Neuroscience

According to Researchers, Attention is Necessary for a Common Neural Signature of Prediction Mistake

According to Researchers, Attention is Necessary for a Common Neural Signature of Prediction Mistake

Researchers from the University of California, Irvine have found that additional neural indicators may be able to detect small visual anomalies, and that a neural marker of error detection in the brain’s visual system that was previously thought to be pre-attentive may really require attention.

Research findings were published in June in PLOS Biology in a new study titled, “Attention is required for canonical brain signature of prediction error despite early encoding of the stimuli.”

“According to predictive coding theory, a popular theory for how the brain efficiently processes its immediate sensory surroundings, extra processing is reserved for irregularities in sensory input that are signposted by prediction errors,” said Alie G. Male, Ph.D., co-author and assistant project scientist in the Department of Psychiatry & Human Behavior at the UCI School of Medicine.

Consider a person’s brain as a car engine, and prediction mistakes as a check engine light that alerts to a problem. The check engine light is essential for starting the investigation procedure to fix the problem.

“There are, however, an increasing number of studies that failed to show the well-known neural marker of prediction error in the brain’s visual system,” Male said. “Because of this, it is problematic for those exploring atypical early visual processing indexed by absent or impaired prediction error signaling,” she explained.

“For example, if the well-known neural marker of prediction error is not found in a patient sample, one might falsely conclude aberrant early sensory processing, namely failed irregularity detection when, in truth, the absence could be explained by the need for unmet experimental conditions, such as attention,” Male said.

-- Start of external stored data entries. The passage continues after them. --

PR #1601, opened 2024-04-22
Fix custom options

MustafaAgamy:
~~- Enable BiDi property default value is set to false as it was creating conflicts with session related properties like incognitoMode or setting profiles~~
- incognitoMode property is added for the following browsers:
- Google Chrome
- Microsoft Edge
- Mozilla Firefox

### DIFF
--- a/src/main/java/com/shaft/driver/internal/DriverFactory/OptionsManager.java
+++ b/src/main/java/com/shaft/driver/internal/DriverFactory/OptionsManager.java
@@ -76,6 +76,10 @@ public class OptionsManager {
                 if (SHAFT.Properties.web.headlessExecution()) {
                     ffOptions.addArguments("-headless");
                 }
+                //Incognito mode for Firefox
+                if(SHAFT.Properties.web.incognitoMode()) {
+                    ffOptions.addArguments("-private");
+                }
                 ffOptions.setLogLevel(FirefoxDriverLogLevel.WARN);
                 ffOptions.setPageLoadStrategy(PageLoadStrategy.NORMAL);
                 ffOptions.setPageLoadTimeout(Duration.ofSeconds(SHAFT.Properties.timeouts.pageLoadTimeout()));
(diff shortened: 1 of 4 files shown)


src/main/java/com/shaft/properties/internal/Platform.java
```diff
@@ -44,7 +44,7 @@ private static void setProperty(String key, String value) {
     boolean jvmProxySettings();
 
     @Key("enableBiDi")
-    @DefaultValue("true")
+    @DefaultValue("false")
```
MohabMohie: this change is not acceptable. the default must remain "true" for BiDi.

src/test/java/testPackage/properties/WebTests.java
```diff
@@ -33,6 +34,7 @@ public void beforeClass() {
         baseURL = SHAFT.Properties.web.baseURL();
         browserWindowWidth = 1920;
         browserWindowHeight = 1080;
+        incognitoMode = SHAFT.Properties.web.incognitoMode();
```
MohabMohie, line 36: this test will break the rest of the pipeline, any changes in configuration/properties must be done before method, and must be reversed after method.

src/main/java/com/shaft/driver/internal/DriverFactory/OptionsManager.java
```diff
@@ -293,7 +297,14 @@ private ChromiumOptions<?> setupChromiumOptions(ChromiumOptions<?> options, Muta
             options.addArguments("--window-position=0,0", "--window-size=" + DriverFactoryHelper.getTARGET_WINDOW_SIZE().getWidth() + "," + DriverFactoryHelper.getTARGET_WINDOW_SIZE().getHeight());
         }
         if (!SHAFT.Properties.flags.autoCloseDriverInstance()) options.setExperimentalOption("detach", true);
-
+        //Incognito mode for Chrome and Edge
+        if(SHAFT.Properties.web.incognitoMode()) {
+            if(options.getBrowserName().equalsIgnoreCase("chrome")) {
```
MohabMohie: kindly use the browser name enums instead of using string values for browser names.

MohabMohie: this change should be implemented inside the "chromiumOptions" method to avoid increasing complexity. kindly move it there.

MohabMohie (changes requested):

src/test/java/testPackage/properties/WebTests.java
MustafaAgamy: I'm using the default value which is still false , can you please elaborate more because no values were set

src/main/java/com/shaft/driver/internal/DriverFactory/OptionsManager.java
MustafaAgamy: The code is added in the setupChromiumOptions method for both Chrome and Edge browsers
As for firefox it's not a chromium-based browser so the logic was added directly in the setDriverOptions method

As for the Enums approach it's fixed now, can you please check? 

Thanks.

MustafaAgamy:
@MohabMohie FYI

MahmoudElSharkawy (approved):

MohabMohie (approved):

We find that the well-known neural marker of prediction error in the brain’s visual system does not occur for unattended, subtle, visual irregularities, despite evidence that their corresponding regularities are indeed encoded, although such irregularities may be indexed by an earlier electrophysiological signal at the primary visual cortices.

Alie G. Male

To use the earlier check engine light analogy to explain an unmet condition, it would be similar to failing to notice the check engine light before the engine overheats and concluding that the sensors aren’t functioning when, in fact, the overheating was indicated by another error signal, such as the temperature gauge, and the check engine light only comes on after the car has been in drive for more than 10 minutes.

“This study aims to qualify the electrophysiology of typical early sensory processing without attention, allowing others to later qualify the electrophysiology of atypical early sensory processing without attention,” Male explained.

“We find that the well-known neural marker of prediction error in the brain’s visual system does not occur for unattended, subtle, visual irregularities, despite evidence that their corresponding regularities are indeed encoded, although such irregularities may be indexed by an earlier electrophysiological signal at the primary visual cortices,” she said.

In addition to this result, their research demonstrated that electrophysiology may be used to both encode and detect minor visual regularities. A more reliable model of early visual processing in the visual cortex will be offered by future research on the conditions required for both indexes of error signaling.

Male’s research was motivated by the frustrations of colleagues and peers with whom she discussed the difficulty in obtaining a reliable signal of the well-known neural correlate of prediction error signaling in the visual system, she said.

They came to the conclusion that even in the absence of a signal, encoding data could support the claim that the known neural correlation may not be the exclusive gauge of irregularity signaling.

“We intend to further qualify the conditions needed for showing the well-known neural marker of error detection so that other researchers can adopt optimal parameters in their own irregularity detection research,” she said.

Male co-authored this research with Robert P. O’Shea, from the Discipline of Psychology at the College of Science, Health, Engineering and Education at Murdoch University in Perth, Australia.